Collected data entries —

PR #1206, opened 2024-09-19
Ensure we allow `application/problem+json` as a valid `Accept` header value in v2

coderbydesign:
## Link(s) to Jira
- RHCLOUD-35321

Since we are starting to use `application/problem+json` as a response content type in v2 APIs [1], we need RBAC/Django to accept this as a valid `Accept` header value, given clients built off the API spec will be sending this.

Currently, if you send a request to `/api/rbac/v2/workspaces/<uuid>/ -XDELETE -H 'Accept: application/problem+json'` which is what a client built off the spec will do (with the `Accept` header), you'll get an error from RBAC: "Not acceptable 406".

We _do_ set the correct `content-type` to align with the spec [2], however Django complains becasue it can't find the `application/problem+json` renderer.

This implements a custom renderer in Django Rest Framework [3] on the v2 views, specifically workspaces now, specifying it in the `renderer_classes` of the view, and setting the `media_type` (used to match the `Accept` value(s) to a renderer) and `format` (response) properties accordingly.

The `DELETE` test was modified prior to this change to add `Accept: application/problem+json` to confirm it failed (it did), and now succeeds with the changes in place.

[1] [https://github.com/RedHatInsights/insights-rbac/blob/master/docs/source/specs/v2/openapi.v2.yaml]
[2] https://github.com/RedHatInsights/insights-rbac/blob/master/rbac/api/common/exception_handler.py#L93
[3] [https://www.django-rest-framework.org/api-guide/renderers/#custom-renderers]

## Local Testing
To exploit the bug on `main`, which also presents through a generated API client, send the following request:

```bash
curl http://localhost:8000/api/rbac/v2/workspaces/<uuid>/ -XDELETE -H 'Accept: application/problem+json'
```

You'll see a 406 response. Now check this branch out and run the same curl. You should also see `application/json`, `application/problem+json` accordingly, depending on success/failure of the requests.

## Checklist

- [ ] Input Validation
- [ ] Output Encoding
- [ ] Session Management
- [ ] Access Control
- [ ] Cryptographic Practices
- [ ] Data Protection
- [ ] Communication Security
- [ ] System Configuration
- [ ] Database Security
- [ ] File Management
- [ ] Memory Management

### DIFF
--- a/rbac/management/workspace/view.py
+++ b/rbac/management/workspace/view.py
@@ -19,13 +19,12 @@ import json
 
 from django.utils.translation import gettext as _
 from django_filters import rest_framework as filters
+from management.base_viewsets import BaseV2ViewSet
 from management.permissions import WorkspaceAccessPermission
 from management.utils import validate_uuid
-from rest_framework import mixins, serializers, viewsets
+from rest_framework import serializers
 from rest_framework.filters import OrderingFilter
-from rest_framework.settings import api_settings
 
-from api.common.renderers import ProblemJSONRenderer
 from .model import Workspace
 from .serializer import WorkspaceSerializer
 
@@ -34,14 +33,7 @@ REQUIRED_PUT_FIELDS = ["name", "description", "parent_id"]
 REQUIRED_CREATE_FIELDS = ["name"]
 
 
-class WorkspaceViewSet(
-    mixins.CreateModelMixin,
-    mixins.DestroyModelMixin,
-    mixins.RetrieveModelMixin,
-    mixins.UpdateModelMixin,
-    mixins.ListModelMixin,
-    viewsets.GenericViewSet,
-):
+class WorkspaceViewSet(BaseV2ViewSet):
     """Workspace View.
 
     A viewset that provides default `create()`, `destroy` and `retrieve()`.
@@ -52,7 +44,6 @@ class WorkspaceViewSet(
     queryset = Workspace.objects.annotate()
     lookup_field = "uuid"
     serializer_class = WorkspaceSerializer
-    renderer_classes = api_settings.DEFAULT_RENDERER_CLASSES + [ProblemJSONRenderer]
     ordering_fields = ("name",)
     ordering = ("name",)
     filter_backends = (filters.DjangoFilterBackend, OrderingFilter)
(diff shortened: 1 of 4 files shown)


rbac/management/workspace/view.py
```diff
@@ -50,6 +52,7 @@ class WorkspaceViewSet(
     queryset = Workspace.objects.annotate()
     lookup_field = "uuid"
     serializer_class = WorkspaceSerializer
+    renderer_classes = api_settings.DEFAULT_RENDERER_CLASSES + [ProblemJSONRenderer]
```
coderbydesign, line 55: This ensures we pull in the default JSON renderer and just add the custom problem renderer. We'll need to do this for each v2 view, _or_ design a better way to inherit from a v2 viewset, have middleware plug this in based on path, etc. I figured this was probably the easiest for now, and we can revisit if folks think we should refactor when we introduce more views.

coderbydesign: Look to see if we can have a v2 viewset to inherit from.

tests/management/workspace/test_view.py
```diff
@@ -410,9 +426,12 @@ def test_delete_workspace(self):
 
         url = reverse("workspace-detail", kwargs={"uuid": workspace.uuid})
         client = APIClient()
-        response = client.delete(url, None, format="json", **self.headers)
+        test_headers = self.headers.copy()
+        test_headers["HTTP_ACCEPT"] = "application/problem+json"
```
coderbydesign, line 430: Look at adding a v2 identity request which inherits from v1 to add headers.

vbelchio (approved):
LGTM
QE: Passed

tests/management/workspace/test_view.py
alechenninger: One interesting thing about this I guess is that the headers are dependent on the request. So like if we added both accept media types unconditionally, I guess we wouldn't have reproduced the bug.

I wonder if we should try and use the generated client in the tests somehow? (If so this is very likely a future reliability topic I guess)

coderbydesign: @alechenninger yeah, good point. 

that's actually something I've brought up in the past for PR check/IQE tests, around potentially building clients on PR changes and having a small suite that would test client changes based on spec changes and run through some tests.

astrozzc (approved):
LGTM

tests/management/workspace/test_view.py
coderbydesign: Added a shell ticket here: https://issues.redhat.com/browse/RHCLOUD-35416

TASK OBJECTIVE —
Look through the data and show every line containing "XDELETE".

COMPLETED TASK —
Currently, if you send a request to `/api/rbac/v2/workspaces/<uuid>/ -XDELETE -H 'Accept: application/problem+json'` which is what a client built off the spec will do (with the `Accept` header), you'll get an error from RBAC: "Not acceptable 406".
curl http://localhost:8000/api/rbac/v2/workspaces/<uuid>/ -XDELETE -H 'Accept: application/problem+json'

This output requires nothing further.